A nurse is planning a diet for a client who is iron deficient. Which of the following foods high in iron should the nurse include in the plan?
- A. Yogurt
- B. Leafy green vegetables
- C. Oranges
- D. Cashews
Correct Answer: B
Rationale: Iron deficiency craves heme leafy greens like spinach pack non-heme iron, boosting hemoglobin, a diet fix over dairy's low yield. Oranges aid absorption, not iron itself; cashews offer some, less potently. Nurses plan greens, pairing with vitamin C, a practical lift for this anemic client's blood.
A nurse reviews the arterial blood gas (ABG) values of a client admitted with end-stage kidney disease; pH 7.26; PaCO2 37 mm Hg; PaO2 94 mm Hg and HCO3 15 mEq/L. What do these values indicate?
- A. Metabolic acidosis
- B. Metabolic alkalosis
- C. Respiratory acidosis
- D. Respiratory alkalosis
Correct Answer: A
Rationale: End-stage kidney disease hampers acid excretion pH 7.26 (below 7.35) and HCO3 15 mEq/L (below 22) confirm metabolic acidosis, as kidneys fail to buffer, dropping bicarbonate. PaCO2 37 mm Hg (normal) rules out respiratory issues lungs aren't compensating yet. PaO2 94 mm Hg shows oxygenation's fine. Alkalosis options contradict low pH; respiratory acidosis needs high CO2. Nurses recognize this acid-base shift, anticipating bicarbonate or dialysis, a key intervention in renal failure's metabolic chaos.

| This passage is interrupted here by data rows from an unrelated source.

PR #2914, opened 2016-08-24
Add "nothing here" option as unlinked task

wgranger:
Allows addition of "nothing here" option which will end classification immediately.


eatyourgreens:
I'm not sure I understand what this adds. Doesn't the project builder already allow me to add an answer where the next task is the end of the classification workflow?

wgranger:
Currently, you can only do that for a single choice question, not for a multiple choice question. Multiple choice questions all have the same next task.

eatyourgreens:
Ah, right. So this needs to be a combination of a multiple choice task, where all the answers go to one next task, and a single choice answer where the answer jumps to the end of the classification.

I'm inclined to say that we should either allow individual choices from a multiple choice task to override the next task setting (like they do now if you don't check 'choose multiple') or use the combo task to build a multiple choice task plus a single answer task which branches in two directions.

I'm hesitant about this PR because it hardcodes the button label as 'Nothing Here', hardcodes the behaviour as jump to the end of the workflow and because it doesn't allow for adding options like 'Nothing here' to survey projects.

wgranger:
Hmm. That makes sense. The original solution, before the recent refactored commit, consisted of using a "nothing here component" rather than hardcoding. However, it was only available for question tasks, and the question lingered if this was only for question tasks or for other options. 

Do you know of a project that uses the survey tool that I can look at for reference and see if I can revert back to the other approach, while also opening it up to other tasks, particularly survey.

eatyourgreens:
Here's an example that @mrniaboc and @aliburchard set up today.
https://www.zooniverse.org/projects/mrniaboc/zooniverse-go
You might need to be added to the project in order to see it.

It would be a cool if we could use the combo task to build a step that consisted of a survey task and a question task. I think that would handle this case too.

aliburchard:
@wgranger some PFE projects that use "nothing here" in the species list include:
https://www.zooniverse.org/projects/birgus2/western-shield-camera-watch
https://www.zooniverse.org/projects/panthera-research/camera-catalogue
https://www.zooniverse.org/projects/zooniverse/snapshot-wisconsin

previously, custom projects used the equivalent of a combo task to do the 'nothing here', e.g. https://www.snapshotserengeti.org/#/classify

(as a tangent, I'm really curious how much of a difference it makes if the "nothing here" is in the species list vs. a separate question on the same page...)

wgranger:
@aliburchard Yes, that was a convo I had w/ Jordan about how "Nothing Here" should be displayed, with the ultimate answer being similar to any other question option. However, that might change if it's open to other tasks.

wgranger:
Staged at: http://nothing-here-shortcut.pfe-preview.zooniverse.org/projects/wgranger-test/nothing-here-shortcut/classify

Is available for survey tool editor and generic task editor. Note: This isn't currently listed as an experimental feature.

eatyourgreens:
On the test page, I can select `Yes`, to answer the question *and* click `Nothing here` and submit that as my classification. The classification summary says my answer is 'nothing here' but the submitted classifications has the 'Yes' question index in the annotation value, as well as a `nothingHere` flag set to `true`. I'm not sure how Nero or any aggregation code should handle that classification 🤔

Sorry, but I think adding a flag to the task annotation in addition to the value isn't the best way to implement this. I'd be happier if it behaved like an answer to the single answer task, overwriting the annotation value. The UI should indicate that the answers are mutually exclusive too, clearing any other answer if the checkbox is selected. Alternatively, this checkbox should be disabled if an answer has been selected for the classification task.

I think it's a bad idea, in the long run,  to have the `Nothing Here` text hardwired into the component, with the choice restricted to either have one button or none. This prevents project builders from adding options like the `Fire` checkbox in [Snapshot Serengeti](https://www.snapshotserengeti.org/#/classify). 

Can we allow for more than one checkbox, and allow project builders to edit the button text?

Last, minor niggle: I can add a 'nothing here' answer to a single answer task and also show a 'Nothing Here' button, which is confusing. I think that ties into my comment above, about this being added as a flag on the annotation, rather than an answer in its own right.

wgranger:
Gotcha. Several things to consider here. Yes, I mistakingly took out that functionality to deselect other options in the "multiple" component when "nothing here" is selected. It will need to be improved upon when I see how the survey tool stores annotations. 

Also, I think I'm starting to see the purpose of `fire`. I was a little unclear of what it was supposed to mean, but I assume it works the same way as selecting "nothing here". 

I'm not quite sure what you mean by disabling the checkbox if an answer has been selected for a classification task. Do you mean that once a volunteer selects an answer, that checkbox should be disabled? Seems like a volunteer might potentially change their mind about something they see during the annotation.

Considering the work that needs to be done on this, I'm changing it to WIP.

eatyourgreens:
Re. disabling the checkbox, I was looking at Snapshot Serengeti and noticed that the 'Nothing Here' button actually vanishes if you identify and animal. It comes back if you delete your identification. So I thought that one way to approach this checkbox was that it should only be enabled if you haven't supplied an answer for the current task.

Good point about changing your mind. On Serengeti you have to delete your classification to change your mind. I guess here you'd have to deselect your answers, but it would be quicker just to click 'Nothing Here' and have that clear the form, right, rather than disabling the button as I suggested?

I'm open to either of those but we can't let you submit an ambiguous classification.

eatyourgreens:
One more comment, sorry. Ideally, this component shouldn't be coupled to the other tasks eg. changing the task annotation, it shouldn't care what type of task it's dealing with. Otherwise, including this when developing new tasks could become painful. 

One way to approach that might be to use the Decorator pattern to wrap the task component in a component that adds the nothing here checkbox and interacts with the task through `props.children`, regardless of the exact type of task. http://www.zhubert.com/blog/2016/02/05/react-composability-patterns/

wgranger:
Ok, I've rewritten this to make it more flexible and allow multiple, editable shortcuts. It is staged at: https://nothing-here-shortcut.pfe-preview.zooniverse.org/projects/wgranger-test/test-project-shortcut/classify

My only lingering question concerns what to do with `@props.annotation.value`. This is a pesky flag that has made the logic much more difficult because it is treated differently by different components (either as an array or string). However, concerning this PR, if shortcut/nothingHere is being used, the value will be empty and a `shortcut` flag will be added to the annotation. 

I'm still wondering how an annotation _summary_ should handle an empty value. The tricky part is that each component handles `annotation.value` differently in the summary. Sometimes the summary looks for a simple string, other times it looks for particular keys in an object (as in the survey tool).

eatyourgreens:
Any thoughts from @zwolf or @marten on how this would be handled in data exports or aggregation?

wgranger:
Staged at: https://nothing-here-shortcut.pfe-preview.zooniverse.org/projects/wgranger-test/test-fire/classify

Was also added as an experimental feature with recent commit. Nothing Here is now included as a separate task that is unlinked and invisible (as a "normal" task) in the project builder.

camallen:
Just noting that i'm working on the annotation formatter for csv(ish) exports. If this feature ships without that work then the classification exports will error out, not a blocker though.

wgranger:
Ok. Has it been erroring out as is? I've been able to get classification exports from test projects as is, but maybe you're getting error notifications from Honey Badger?

camallen:
Interesting, great if it works! I assume it has uninformative errors, what does a row for that task annotation in the dump look like?

wgranger:
`[{"task":"T3","value":{"shortcut":"Fire"}}]`

camallen:
sweet, thanks @wgranger - i'll double check it's not just dumping the raw annotations.

wgranger:
Just got note that this task **will** need to record answers from the original task that is being annotated, as opposed to clearing out the value. So, it will look like values from both the NothingHere task and the original/main task will need to be recorded in the output. 

@eatyourgreens I'll make the changes and hope to have it ready by early next week. 
@camallen This will probably affect how the data dump comes from the CSV export.

camallen:
Interesting, is there a use case for both?

wgranger:
An example use case would be a fire on a camera trap. The user would record "fire" (that would trigger the shortcut) as well as any animal (rhino, lion, etc.) that might be in the image.

eatyourgreens:
So I can record a survey classification as "1 lion present" and "nothing here"? I guess we trust volunteers not to submit contradictory data but this does seem like bad interface design to me.

wgranger:
Yes. Because of our use case, the button will not clear out the already recorded value.

wgranger:
What we will plan to do at this point is to get this feature into PFE as an experimental feature to allow the research team to test the feature. Next, we will tackle the option of clearing out the value with the click of nothing here in a separate PR. Perhaps this could be a toggle for each option on the workflow/lab page.

simensta:
Thanks for your work on this Will. My comments are as follows:
1) Naming: Although this feature began as a "Nothing Here" checkbox, the possible answers and use cases have broadened. I think the name of the component in both the code and the project builder should more closely reflect the functionality. Perhaps something like "Shortcut Question"?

Which statement is not true?
- A. negative thick and thin smears does not adequately rule out malaria
- B. falciparum malaria will always show up on thick and thin smears where the others may not
- C. chloroquine is the drug of choice to treat falciparum
- D. vivax and ovale are more likely to reactivate at a later stage
Correct Answer: C
Rationale: Chloroquine flops for falciparum resistance rules, not smears' miss, relapse, or anemia truths. Nurses dodge this chronic treatment trap.

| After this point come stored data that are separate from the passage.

PR #2915, opened 2016-08-24
add gravity spy gold standard feedback

mcbouslog:
[staged branch and testing project here](https://gs-gold-standard-notice.pfe-preview.zooniverse.org/projects/markb-panoptes/gravity-spy-gold-standard-notice-test-project).

let me know staging user and I'll add to test project. the test project has a test gold standard subject set and a test regular subject set.

even though there should only be one selection made, if user makes multiple selections, should `match` be strict (`.every`) or forgiving (`.some`, current setup)?

currently, `hide_classification_summaries` is needed to be checked to hide a regular subject's summary, but that's easily change-able if preferred.

possible ToDo - in wrong response, link references to Tutorial and Field Guide. Though there maybe an argument to leave as is so primary action is to click Next and continue classifying, where they can access those resources within the next subject.

### DIFF
--- a/app/classifier/index.cjsx
+++ b/app/classifier/index.cjsx
@@ -64,7 +64,6 @@ Classifier = React.createClass
     try
       @context.geordi?.forget ['subjectID']
 
-
   loadSubject: (subject) ->
     @setState
       subjectLoading: true
@@ -138,6 +137,8 @@ Classifier = React.createClass
         <div className="task-area">
           {if currentTask?
             @renderTask currentClassification, currentAnnotation, currentTask
+          else if @subjectIsGravitySpyGoldStandard()
+            @renderGravitySpyGoldStandard currentClassification
           else if not @props.workflow.configuration?.hide_classification_summaries # Classification is complete; show summary if enabled
             @renderSummary currentClassification}
         </div>
@@ -149,8 +150,6 @@ Classifier = React.createClass
 
     # Should we disabled the "Back" button?
     onFirstAnnotation = classification.annotations.indexOf(annotation) is 0
-
-
 
     # Should we disable the "Next" or "Done" buttons?
     if TaskComponent.isAnnotationComplete?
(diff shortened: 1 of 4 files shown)


app/classifier/index.cjsx
```diff
@@ -445,6 +477,12 @@ Classifier = React.createClass
   renderBackButtonWarning: ->
     <p className="back-button-warning" >Going back will clear your work for the current task.</p>
 
+  subjectIsGravitySpyGoldStandard: ->
+    if @props.workflow.configuration?.gravity_spy_gold_standard and @props.subject.metadata?['#Type'] is 'Gold'
```
srallen: This line can be just `@props.workflow.configuration?.gravity_spy_gold_standard and @props.subject.metadata?['#Type'] is 'Gold'` and either true or false will be returned.

srallen:
Noting here that @trouille is asking about the `.every` vs `.some` question.

srallen:
About hiding classification summaries: I think showing gold standard summary responses and hiding classification summaries as separate toggles is desirable. Great job with this!

Launching the tutorial and/or field guide have their own buttons that are visibly close to the task area. I don't see any reason to add redundant links to them.

app/pages/lab/workflow.cjsx
```diff
@@ -286,6 +286,24 @@ EditWorkflowPage = React.createClass
...
             </div>}
 
+          {if 'Gravity Spy Gold Standard' in @props.project.experimental_tools
+            <div>
+              <div>
+                <AutoSave resource={@props.workflow}>
+                  <span className="form-label">Gravity Spy Gold Standard</span><br />
+                  <small className="form-help">Notify a user how they've classified a Gold Standard subject.</small>
+                  <br />
+                  <label htmlFor="gravity_spy_gold_standard">
```
srallen: `htmlFor` is not necessary here since the input is the child of the `label` element. If you do use `htmlFor`, it needs to match the id of the form input it is for. In this case, the input is missing the id.

srallen:
I would prefer this to be eventually be pulled out into its own component since it's so project specific, but that can come in a later PR. LGTM.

Assessment of NAFLD at primary care clinic includes for followings except:
- A. Fibroscan
- B. Fasting glucose
- C. Liver biopsy
- D. Liver function test
Correct Answer: C
Rationale: NAFLD's primary peek Fibroscan, glucose, lipids, and LFTs flags fat and fallout, all doable outpatient. Liver biopsy, gold but invasive, stays secondary, not routine. Clinicians lean on non-pokey tools, screening chronic liver load smart, a practical dodge of the knife.